When motif mining is enabled, we:

1. select elites (top per niche + global best)
2. re-simulate them to extract trajectories
3. mine repeated effect sequences (“motifs”)
4. convert those motifs back into DSL effects
5. feed them into a special mutation operator that can inject those motifs into new games

That’s evolution discovering a useful mechanic, then turning it into reusable genetic material.

9) Human taste enters the loop (without turning it into manual curation)
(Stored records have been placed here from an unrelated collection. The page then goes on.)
PR #1413, opened 2018-07-09
Fix a problem with Jython by using the version_info as a tuple.

datalogics-robb:
Jython 2.7 does not have a named tuple for version_info, so revert to older, gentler tuple syntax.

## Summary of changes

Fix an incompatibility with Jython by using tuple syntax instead of named tuple.

### DIFF
--- a/pkg_resources/py31compat.py
+++ b/pkg_resources/py31compat.py
@@ -15,7 +15,7 @@ def _makedirs_31(path, exist_ok=False):
 #  and exists_ok considerations are disentangled.
 # See https://github.com/pypa/setuptools/pull/1083#issuecomment-315168663
 needs_makedirs = (
-    sys.version_info.major == 2 or
+    sys.version_info[0] == 2 or
     (3, 4) <= sys.version_info < (3, 4, 1)
 )
 makedirs = _makedirs_31 if needs_makedirs else os.makedirs


datalogics-robb:
The latest release of setuptools suddenly broke our automated test suite for our C#/Java interface - which is tested using IronPython and Jython.  Apparently Jython doesn't have sys.version_info as a named tuple, but as a vanilla tuple.  Testing this would require no new code, but a Jython test deployment which would not go in this PR.
IMO this is a terse enough change that it shouldn't require a mention in release notes, but the summary above could be added.

jaraco:
Probably this fix needs to be in bdist_egg also. More importantly, since the issue could easily regress again, a comment, test, or other construct will be necessary to retain this expectation.

datalogics-robb:
A bit more info...

```
robb@robs-mbp:~$ python3
Python 3.6.2 (v3.6.2:5fd33b5926, Jul 16 2017, 20:11:06) 
[GCC 4.2.1 (Apple Inc. build 5666) (dot 3)] on darwin
>>> import sys
>>> sys.version_info.major
3
>>> ^D
robb@robs-mbp:~$ python2
Python 2.7.9 (v2.7.9:648dcafa7e5f, Dec 10 2014, 10:10:46) 
[GCC 4.2.1 (Apple Inc. build 5666) (dot 3)] on darwin
>>> import sys
>>> sys.version_info
sys.version_info(major=2, minor=7, micro=9, releaselevel='final', serial=0)
>>> sys.version_info.major
2
>>> ^D
robb@robs-mbp:~$ java -jar apdfl-sandbox/DLE/Tools/jython/jython.jar 
Jython 2.7.0 (default:9987c746f838, Apr 29 2015, 02:25:11) 
[Java HotSpot(TM) 64-Bit Server VM (Oracle Corporation)] on java1.8.0_131
>>> import sys
>>> sys.version_info
(2, 7, 0, 'final', 0)
>>> sys.version_info.major
AttributeError: 'tuple' object has no attribute 'major'
>>> robb@robs-mbppython3
Python 3.6.2 (v3.6.2:5fd33b5926, Jul 16 2017, 20:11:06) 
[GCC 4.2.1 (Apple Inc. build 5666) (dot 3)] on darwin
>>> import sys
>>> sys.version_info[0]
3
>>> ^D
```

datalogics-robb:
Hmmm... Any ideas as to how would a useful test be implemented for this?

A comment is certainly do-able.

jaraco:
Hmm. On my system, Jython 2.7.1 has the property.

```
setuptools master $ jython
Jython 2.7.1 (default:0df7adb1b397, Jun 30 2017, 19:02:43)
[Java HotSpot(TM) 64-Bit Server VM (Oracle Corporation)] on java1.8.0_45
>>> import sys
>>> sys.version_info
sys.version_info(major=2, minor=7, micro=1, releaselevel='final', serial=0)
>>> sys.version_info.major
2
```

datalogics-robb:
How about pep425tags.py lines 100 and 101? (or do these not get executed in a Jython impl?)

datalogics-robb:
Wow that's bizarre - Looks like your Jython is one micro version ahead of mine

jaraco:
I don't see any note about it in the changelog. I'll bet the stdlib was updated and 2.7.1 absorbed "fixes" from CPython.

jaraco:
What's the chance we can keep the code as-is and ask our Jython users to update their Jython to 2.7.1?

datalogics-robb:
http://www.jython.org/ shows 2.7.0 as the latest version released in 2015

pganssle:
Can we switch it to `six.PY3` and push the testing burden onto `six`?

jaraco:
I found the [source for Jython 2.7.1](https://bitbucket.org/jython/jython/commits/tag/v2.7.1). I got my copy through [Homebrew](http://brewformulas.org/Jython). It looks like it [pulls the jar from here](https://search.maven.org/remotecontent?filepath=org/python/jython-installer/2.7.1/jython-installer-2.7.1.jar).

> Can we switch it to six.PY3 and push the testing burden onto six?

We could, but it feels a little tenuous to rely on six to support Jython 2.7.0 when 2.7.1 works... especially when such a change could be readily optimized away.

I was going to suggest that Jython 2.7.0 users should patch their install to put a compatible object in `sys.version_info` (via something like site.py), but with Java strict type checking, that may not be possible.

```
>>> sys.version_info = collections.namedtuple('versioninfo', 'major minor micro releaselevel serial')(*sys.version_info)
>>> Traceback (most recent call last):
TypeError: can't convert versioninfo(major=2, minor=7, micro=1, releaselevel='final', serial=0) to org.python.core.PyVersionInfo
```

I'm pretty sure the right solution here for Jython users to use old setuptools versions or update Jython.

datalogics-robb:
I found the 2.7.1 distribution, and have updated but I'm still a bit baffled as to why it it's been set to the much older verison.

pganssle:
I actually think independent of the Jython thing, we should probably use `six.PY3` or `six.PY2` if we're using `six` at all. By happenstance it will fix the Jython thing, but it will allow us to not worry about the "best way to detect whether it's Python 3" anyway.

datalogics-robb:
I totally agree with @pganssle here, six is the way to go.  I'm encountering other problems upgrading Jython as well, so for now we're using setuptools 39.x as a work-around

Metrics are helpful, but “fun” is subjective. So we can add human feedback:

• ratings (“how good is this?”)
• pairwise comparisons (“A or B?”)

Rather than asking the human to judge random games, the system uses active learning to choose the most informative comparisons—especially cases where its preference model is uncertain, and it tries to include underrepresented niches so taste is learned across the map.

Under the hood, the preference model is an ensemble trained online (so it can update continuously) and its uncertainty controls how much feedback to request per generation (adaptive budget).

Fitness can then blend:

• “objective-ish” signals (metrics/degeneracy)
• “human preference” signals

So the system doesn’t just breed games that are non-broken—it breeds games that align with what you actually enjoy.

10) Why this can rediscover known games and invent new ones

If your DSL is expressive enough to describe the rules of an existing game, then in principle there exists a genome that encodes it. Evolution doesn’t need to “know” the game—it only needs:

1. Search operators that can reach that region of the rulespace (structural mutations, not just numeric tweaks)
2. Selection pressure that rewards the behaviors that make that game work (choice, balance, interaction, clean termination, etc.)
3. Diversity preservation so the system keeps exploring many styles instead of collapsing early

Once those are in place, rediscovery becomes a side-effect of searching a huge space under the right constraints. And invention is what happens when evolution stumbles into combinations nobody tried on purpose—then keeps them because the ecosystem rewards them.

The simplest mental model

If you want the non-technical version in one breath:

We generate lots of small rulesets, machine-play them thousands of times, score them for “does this behave like a real game?”, sort the survivors into many different “design neighborhoods,” keep the best in each neighborhood, then make mutated children from those survivors—occasionally learning from human taste and reusing discovered mechanics—until the map fills with strong and varied games.

That’s the evolutionary process: not magic, not random, but a relentless loop of variation + playtesting + selection + diversity.